Negara-negara maju menyusut paling banyak pada tahun 2020, atau sebesar 5,6 persen, karena penghentian ekonomi dan gelombang pandemi berikutnya. Ini telah meningkatkan risiko langkah-langkah penghematan dini yang akan menggagalkan upaya pemulihan global, menurut laporan tersebut. Negara-negara ini diproyeksikan melihat pertumbuhan empat persen pada 2021.

Sementara itu, negara berkembang mengalami kontraksi 2,5 persen pada 2020 dan diperkirakan rebound 5,6 persen.

Wanita dan anak perempuan menanggung bebannya

Pandemi juga mendorong 131 juta lebih orang ke dalam kemiskinan, banyak di antaranya adalah wanita, anak-anak, dan anggota komunitas yang terpinggirkan. Krisis tersebut secara tidak proporsional mempengaruhi perempuan dan anak perempuan, yang menghadapi peningkatan risiko kehancuran, kemiskinan dan kekerasan.

Wanita juga merupakan lebih dari setengah angkatan kerja di sektor-sektor yang paling terpukul oleh penguncian, seperti ritel, perhotelan, dan pariwisata.

Meskipun sekitar $ 12,7 triliun dalam langkah-langkah stimulus masif dan tepat waktu mencegah keruntuhan total ekonomi dunia dan mencegah ‘Depresi Hebat’ lainnya, manifest terakhir pada tahun 1930-an, perbedaan mencolok dalam ukuran paket-paket ini berarti negara maju dan berkembang akan berada di jalur yang berbeda. untuk pemulihan.

Selain itu, paket stimulus pembiayaan telah meningkatkan utang publik secara global sebesar 15 persen, yang merupakan beban potensial bagi generasi mendatang kecuali jika investasi dilakukan untuk mendorong pertumbuhan.

Tingkatkan investasi jangka panjang

Laporan tersebut menggarisbawahi bahwa pemulihan berkelanjutan akan bergantung tidak hanya pada ukuran langkah-langkah stimulus, dan peluncuran vaksin yang cepat, tetapi juga pada kualitas dan kemanjuran langkah-langkah ini untuk membangun ketahanan terhadap guncangan di masa depan.

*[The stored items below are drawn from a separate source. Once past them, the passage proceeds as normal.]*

PR #10795, opened 2025-08-04
Add support for layers to the python registration APIs

teh-cmc:
The gRPC API was already exposed, so this is fairly light.

I went with a clamping-semantics-like approach for the batched registration API, i.e. we will either truncate or extend the list of layers automatically as needed. As I implemented a layer-aware `dataset-util`, this really felt like the most pleasant API to work with.

* Said `dataset-util` implementation: https://github.com/rerun-io/dataplatform/pull/1411

### DIFF
--- a/rerun_py/rerun_bindings/rerun_bindings.pyi
+++ b/rerun_py/rerun_bindings/rerun_bindings.pyi
@@ -1367,7 +1367,7 @@ class DatasetEntry(Entry):
         Parameters
         ----------
         recording_uri: str
-            The URI of the RRD to register
+            The URI of the RRD to register.
 
         recording_layer: str
             The layer to which the recording will be registered to.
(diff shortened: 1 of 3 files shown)


rerun_py/rerun_bindings/rerun_bindings.pyi
```diff
@@ -1357,7 +1357,7 @@ class DatasetEntry(Entry):
 
         """
 
-    def register(self, recording_uri: str, timeout_secs: int = 60) -> str:
+    def register(self, recording_uri: str, recording_layer: str = "base", timeout_secs: int = 60) -> str:
```
teh-cmc: neither timeout nor recording_layer should be positional though, right?

rerun_py/rerun_bindings/rerun_bindings.pyi
```diff
@@ -1379,7 +1382,7 @@ class DatasetEntry(Entry):
 
         """
 
-    def register_batch(self, recording_uris: list[str]) -> Tasks:
+    def register_batch(self, recording_uris: list[str], recording_layers: list[str] = []) -> Tasks:
```
teh-cmc: same here would be my guess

“Kedalaman dan keparahan krisis yang belum pernah terjadi sebelumnya menunjukkan pemulihan yang lambat dan menyakitkan,” kata Elliott Harris, Kepala Ekonom PBB dan Asisten Sekretaris Jenderal untuk Pembangunan Ekonomi.

“Saat kami melangkah ke fase pemulihan yang panjang dengan peluncuran vaksin melawan COVID-19, kami perlu mulai meningkatkan investasi jangka panjang yang memetakan jalan menuju pemulihan yang lebih tangguh – disertai dengan sikap fiskal yang menghindari penghematan dini dan kerangka keberlanjutan utang yang didefinisikan ulang, skema perlindungan sosial universal, dan percepatan transisi menuju ekonomi hijau. “

Tingkatkan Keuanganmu bersama Lagutogel Sebuah permainan paling nikmat untuk dimainkan.